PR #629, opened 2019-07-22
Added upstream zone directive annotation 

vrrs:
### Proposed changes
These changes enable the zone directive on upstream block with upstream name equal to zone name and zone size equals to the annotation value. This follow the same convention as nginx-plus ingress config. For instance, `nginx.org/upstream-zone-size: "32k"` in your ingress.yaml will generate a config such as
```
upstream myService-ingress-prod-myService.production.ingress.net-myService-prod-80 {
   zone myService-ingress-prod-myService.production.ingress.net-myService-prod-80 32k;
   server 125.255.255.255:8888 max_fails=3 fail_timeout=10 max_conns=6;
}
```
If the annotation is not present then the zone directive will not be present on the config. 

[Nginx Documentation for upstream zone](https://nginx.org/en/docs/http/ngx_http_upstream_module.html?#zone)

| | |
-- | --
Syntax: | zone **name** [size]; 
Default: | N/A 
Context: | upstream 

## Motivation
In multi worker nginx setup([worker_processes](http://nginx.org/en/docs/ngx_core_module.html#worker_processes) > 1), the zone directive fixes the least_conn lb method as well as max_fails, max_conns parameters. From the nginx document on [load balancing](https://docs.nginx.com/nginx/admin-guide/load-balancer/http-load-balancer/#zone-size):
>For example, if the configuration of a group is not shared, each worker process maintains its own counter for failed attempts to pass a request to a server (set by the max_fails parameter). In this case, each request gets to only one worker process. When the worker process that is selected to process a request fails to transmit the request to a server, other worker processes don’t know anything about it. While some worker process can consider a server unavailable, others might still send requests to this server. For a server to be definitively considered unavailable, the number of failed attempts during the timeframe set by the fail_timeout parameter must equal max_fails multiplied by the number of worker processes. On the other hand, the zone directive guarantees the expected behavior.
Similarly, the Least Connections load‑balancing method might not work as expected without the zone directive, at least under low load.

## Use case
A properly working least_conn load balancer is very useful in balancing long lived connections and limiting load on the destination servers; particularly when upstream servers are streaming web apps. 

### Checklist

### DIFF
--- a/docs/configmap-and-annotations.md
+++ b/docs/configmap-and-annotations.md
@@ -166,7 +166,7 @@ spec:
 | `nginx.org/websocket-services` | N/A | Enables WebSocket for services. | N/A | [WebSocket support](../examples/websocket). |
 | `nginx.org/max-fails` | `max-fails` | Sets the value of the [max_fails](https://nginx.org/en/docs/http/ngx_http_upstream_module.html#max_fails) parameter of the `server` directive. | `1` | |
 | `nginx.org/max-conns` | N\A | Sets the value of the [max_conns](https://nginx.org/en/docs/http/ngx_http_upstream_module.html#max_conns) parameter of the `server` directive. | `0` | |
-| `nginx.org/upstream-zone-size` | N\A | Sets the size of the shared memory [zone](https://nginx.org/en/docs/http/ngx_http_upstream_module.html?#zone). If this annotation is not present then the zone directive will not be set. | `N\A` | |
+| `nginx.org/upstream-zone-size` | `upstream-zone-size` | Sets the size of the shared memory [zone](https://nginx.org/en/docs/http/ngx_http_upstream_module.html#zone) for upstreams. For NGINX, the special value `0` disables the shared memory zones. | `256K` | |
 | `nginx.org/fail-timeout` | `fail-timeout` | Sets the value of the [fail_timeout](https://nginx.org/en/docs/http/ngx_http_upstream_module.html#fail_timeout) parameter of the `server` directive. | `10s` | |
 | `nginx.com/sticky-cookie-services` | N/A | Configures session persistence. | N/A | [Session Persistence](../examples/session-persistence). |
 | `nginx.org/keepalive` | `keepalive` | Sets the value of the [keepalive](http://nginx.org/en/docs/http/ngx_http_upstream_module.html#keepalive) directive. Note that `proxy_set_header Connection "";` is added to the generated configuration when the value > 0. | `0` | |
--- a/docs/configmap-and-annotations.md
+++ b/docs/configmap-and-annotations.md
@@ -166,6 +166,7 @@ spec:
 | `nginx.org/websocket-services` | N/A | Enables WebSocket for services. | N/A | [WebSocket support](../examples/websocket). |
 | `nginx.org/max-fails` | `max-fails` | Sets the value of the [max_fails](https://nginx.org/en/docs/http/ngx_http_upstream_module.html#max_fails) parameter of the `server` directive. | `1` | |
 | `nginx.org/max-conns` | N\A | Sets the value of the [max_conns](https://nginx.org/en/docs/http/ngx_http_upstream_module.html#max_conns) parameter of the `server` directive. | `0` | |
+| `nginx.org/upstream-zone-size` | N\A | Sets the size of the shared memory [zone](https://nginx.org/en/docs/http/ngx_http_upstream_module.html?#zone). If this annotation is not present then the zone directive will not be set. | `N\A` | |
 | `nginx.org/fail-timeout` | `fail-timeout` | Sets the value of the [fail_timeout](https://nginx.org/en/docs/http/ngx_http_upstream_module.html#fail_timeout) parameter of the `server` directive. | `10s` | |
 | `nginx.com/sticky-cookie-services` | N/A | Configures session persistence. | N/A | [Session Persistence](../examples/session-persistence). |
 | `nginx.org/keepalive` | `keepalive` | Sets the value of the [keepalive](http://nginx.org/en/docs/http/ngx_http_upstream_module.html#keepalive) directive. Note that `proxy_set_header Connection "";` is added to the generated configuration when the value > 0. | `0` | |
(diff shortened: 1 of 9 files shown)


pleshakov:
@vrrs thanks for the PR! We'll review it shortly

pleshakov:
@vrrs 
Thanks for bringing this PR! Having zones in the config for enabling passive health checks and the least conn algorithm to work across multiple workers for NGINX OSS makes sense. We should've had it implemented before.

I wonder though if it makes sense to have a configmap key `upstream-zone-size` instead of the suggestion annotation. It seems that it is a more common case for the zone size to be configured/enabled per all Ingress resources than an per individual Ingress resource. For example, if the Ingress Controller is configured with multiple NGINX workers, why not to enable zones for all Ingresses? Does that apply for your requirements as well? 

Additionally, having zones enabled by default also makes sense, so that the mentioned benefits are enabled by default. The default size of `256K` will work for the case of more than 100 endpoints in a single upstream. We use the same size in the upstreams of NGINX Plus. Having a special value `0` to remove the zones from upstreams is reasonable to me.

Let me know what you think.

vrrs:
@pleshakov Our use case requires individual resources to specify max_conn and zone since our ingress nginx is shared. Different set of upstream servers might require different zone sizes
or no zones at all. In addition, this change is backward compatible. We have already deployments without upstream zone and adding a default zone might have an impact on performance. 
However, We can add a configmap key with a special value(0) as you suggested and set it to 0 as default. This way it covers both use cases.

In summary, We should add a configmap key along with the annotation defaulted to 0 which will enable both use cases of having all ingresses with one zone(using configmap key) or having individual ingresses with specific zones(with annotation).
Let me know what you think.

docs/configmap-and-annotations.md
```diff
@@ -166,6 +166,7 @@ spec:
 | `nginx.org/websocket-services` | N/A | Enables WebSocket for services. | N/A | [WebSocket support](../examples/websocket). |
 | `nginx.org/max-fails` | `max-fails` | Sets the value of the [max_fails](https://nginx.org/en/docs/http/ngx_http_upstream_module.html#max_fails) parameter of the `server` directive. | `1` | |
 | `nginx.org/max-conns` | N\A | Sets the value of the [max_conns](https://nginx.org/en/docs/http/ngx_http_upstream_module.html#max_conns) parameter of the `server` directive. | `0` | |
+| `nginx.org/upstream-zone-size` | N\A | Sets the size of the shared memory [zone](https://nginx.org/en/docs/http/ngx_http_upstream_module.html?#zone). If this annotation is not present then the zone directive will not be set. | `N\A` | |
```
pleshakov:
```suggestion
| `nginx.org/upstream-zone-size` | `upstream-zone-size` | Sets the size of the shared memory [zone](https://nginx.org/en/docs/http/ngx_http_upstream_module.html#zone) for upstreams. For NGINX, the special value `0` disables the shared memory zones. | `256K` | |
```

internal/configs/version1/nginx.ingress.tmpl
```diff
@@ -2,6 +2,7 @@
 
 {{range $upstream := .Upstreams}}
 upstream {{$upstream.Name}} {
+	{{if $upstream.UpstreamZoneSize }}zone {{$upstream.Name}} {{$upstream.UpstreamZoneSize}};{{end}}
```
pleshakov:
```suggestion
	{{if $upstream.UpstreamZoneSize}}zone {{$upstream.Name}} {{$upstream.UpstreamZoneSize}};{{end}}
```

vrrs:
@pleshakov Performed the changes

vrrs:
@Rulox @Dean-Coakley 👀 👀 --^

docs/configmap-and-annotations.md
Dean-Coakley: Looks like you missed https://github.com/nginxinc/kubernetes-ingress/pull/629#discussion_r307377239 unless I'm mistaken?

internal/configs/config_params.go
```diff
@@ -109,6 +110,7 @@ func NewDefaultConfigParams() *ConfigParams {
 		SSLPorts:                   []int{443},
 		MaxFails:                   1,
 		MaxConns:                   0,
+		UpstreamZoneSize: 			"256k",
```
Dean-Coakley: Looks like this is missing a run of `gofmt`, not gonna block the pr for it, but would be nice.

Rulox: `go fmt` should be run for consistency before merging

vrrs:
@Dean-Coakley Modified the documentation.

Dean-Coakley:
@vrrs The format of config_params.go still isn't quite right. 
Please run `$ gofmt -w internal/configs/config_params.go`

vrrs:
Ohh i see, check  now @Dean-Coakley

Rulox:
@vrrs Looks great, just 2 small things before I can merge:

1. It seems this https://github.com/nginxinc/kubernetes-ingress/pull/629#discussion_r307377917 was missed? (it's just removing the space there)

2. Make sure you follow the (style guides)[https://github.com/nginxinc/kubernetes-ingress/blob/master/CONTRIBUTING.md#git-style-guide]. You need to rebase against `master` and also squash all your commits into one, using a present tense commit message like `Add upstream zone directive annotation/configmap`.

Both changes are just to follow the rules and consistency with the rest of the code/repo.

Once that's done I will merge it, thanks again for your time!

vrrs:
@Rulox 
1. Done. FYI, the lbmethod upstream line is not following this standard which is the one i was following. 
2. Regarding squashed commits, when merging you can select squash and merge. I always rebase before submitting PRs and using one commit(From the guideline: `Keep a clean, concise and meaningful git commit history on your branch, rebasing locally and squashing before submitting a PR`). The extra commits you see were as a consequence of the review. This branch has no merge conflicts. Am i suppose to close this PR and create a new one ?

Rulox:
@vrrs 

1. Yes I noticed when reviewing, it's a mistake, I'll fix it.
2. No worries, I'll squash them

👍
========================================
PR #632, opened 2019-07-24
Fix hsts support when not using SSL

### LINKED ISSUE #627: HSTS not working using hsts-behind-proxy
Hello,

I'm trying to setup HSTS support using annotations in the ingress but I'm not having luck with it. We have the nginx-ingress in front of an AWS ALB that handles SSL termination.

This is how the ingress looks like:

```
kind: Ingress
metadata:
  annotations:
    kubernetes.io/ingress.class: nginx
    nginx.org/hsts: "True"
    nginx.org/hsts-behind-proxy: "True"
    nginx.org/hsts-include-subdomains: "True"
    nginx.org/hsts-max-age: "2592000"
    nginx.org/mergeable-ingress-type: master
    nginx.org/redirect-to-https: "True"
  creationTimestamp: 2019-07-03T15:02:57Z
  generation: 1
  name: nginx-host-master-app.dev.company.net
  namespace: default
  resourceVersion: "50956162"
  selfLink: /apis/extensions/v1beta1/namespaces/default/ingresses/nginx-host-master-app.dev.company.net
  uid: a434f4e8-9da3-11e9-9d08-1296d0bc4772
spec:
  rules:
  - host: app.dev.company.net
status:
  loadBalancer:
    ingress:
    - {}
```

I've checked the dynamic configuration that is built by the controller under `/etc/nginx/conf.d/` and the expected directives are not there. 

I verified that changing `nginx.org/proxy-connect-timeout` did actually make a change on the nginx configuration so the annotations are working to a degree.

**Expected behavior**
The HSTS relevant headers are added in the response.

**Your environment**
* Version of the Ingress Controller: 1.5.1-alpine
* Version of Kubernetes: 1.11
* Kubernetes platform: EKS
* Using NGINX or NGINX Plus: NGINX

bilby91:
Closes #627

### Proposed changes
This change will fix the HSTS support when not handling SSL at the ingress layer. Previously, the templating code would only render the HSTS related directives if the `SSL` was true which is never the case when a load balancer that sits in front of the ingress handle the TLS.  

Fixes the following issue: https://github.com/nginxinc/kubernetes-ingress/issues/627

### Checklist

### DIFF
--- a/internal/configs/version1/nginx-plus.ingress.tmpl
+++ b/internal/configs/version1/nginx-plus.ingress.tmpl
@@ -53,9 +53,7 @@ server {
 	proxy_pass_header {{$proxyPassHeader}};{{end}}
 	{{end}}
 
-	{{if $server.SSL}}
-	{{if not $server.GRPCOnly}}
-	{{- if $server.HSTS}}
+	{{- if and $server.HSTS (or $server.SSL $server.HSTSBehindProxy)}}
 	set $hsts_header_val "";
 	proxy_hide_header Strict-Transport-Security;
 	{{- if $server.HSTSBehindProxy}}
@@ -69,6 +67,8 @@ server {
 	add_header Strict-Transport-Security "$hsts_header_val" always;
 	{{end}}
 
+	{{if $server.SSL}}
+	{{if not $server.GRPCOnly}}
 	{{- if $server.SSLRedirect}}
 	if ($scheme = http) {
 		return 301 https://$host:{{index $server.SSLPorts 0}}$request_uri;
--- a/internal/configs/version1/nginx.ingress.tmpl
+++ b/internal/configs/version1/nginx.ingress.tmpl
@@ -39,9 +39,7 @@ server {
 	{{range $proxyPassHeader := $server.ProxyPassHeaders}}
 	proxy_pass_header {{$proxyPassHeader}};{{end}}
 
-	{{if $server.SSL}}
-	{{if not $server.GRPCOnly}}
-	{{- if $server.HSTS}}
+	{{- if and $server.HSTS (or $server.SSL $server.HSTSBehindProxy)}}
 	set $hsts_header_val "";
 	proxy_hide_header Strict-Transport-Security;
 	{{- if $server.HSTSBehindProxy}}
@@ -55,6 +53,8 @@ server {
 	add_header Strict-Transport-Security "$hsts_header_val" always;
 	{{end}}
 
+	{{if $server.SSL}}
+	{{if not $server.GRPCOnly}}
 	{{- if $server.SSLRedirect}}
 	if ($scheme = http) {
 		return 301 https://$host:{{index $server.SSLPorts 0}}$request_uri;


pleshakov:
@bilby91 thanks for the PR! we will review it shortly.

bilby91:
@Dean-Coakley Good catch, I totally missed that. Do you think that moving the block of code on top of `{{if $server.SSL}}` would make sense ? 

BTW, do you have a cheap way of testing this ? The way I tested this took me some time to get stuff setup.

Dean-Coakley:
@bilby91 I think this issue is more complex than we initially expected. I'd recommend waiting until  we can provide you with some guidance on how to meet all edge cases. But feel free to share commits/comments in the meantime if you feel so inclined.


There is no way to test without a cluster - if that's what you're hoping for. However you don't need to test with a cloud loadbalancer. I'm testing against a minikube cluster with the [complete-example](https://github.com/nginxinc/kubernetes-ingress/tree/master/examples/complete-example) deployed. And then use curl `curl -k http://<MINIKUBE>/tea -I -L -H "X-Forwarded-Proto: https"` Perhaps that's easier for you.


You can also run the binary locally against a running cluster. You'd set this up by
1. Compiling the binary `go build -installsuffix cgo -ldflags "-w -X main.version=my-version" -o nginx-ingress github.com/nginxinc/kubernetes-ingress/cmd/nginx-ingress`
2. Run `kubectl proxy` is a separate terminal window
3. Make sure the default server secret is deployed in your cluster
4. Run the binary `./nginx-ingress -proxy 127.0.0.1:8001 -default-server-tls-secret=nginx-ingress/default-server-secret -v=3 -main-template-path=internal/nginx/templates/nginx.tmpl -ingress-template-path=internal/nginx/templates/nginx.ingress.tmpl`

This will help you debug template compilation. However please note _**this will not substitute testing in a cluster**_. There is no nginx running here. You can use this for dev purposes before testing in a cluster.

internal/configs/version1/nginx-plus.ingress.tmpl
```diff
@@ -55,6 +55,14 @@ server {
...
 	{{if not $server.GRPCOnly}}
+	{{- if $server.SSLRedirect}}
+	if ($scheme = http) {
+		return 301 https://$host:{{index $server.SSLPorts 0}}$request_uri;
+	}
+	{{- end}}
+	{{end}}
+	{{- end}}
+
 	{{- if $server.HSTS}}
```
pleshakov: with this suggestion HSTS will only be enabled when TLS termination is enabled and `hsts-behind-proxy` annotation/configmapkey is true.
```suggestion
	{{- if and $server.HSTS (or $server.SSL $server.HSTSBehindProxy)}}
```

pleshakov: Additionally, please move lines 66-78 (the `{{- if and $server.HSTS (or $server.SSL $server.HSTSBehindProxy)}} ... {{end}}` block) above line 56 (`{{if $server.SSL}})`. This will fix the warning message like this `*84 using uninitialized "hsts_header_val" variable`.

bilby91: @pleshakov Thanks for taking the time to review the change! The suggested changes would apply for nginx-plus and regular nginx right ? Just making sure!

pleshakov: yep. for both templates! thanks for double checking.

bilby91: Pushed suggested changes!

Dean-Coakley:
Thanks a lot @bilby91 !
========================================
**Task prompt:** In the records above, the line with "## Motivation" marks the start and the line with "In multi worker" marks the end; copy that stretch exactly, both lines included, and nothing else.

**Written reply:**
## Motivation
In multi worker nginx setup([worker_processes](http://nginx.org/en/docs/ngx_core_module.html#worker_processes) > 1), the zone directive fixes the least_conn lb method as well as max_fails, max_conns parameters. From the nginx document on [load balancing](https://docs.nginx.com/nginx/admin-guide/load-balancer/http-load-balancer/#zone-size):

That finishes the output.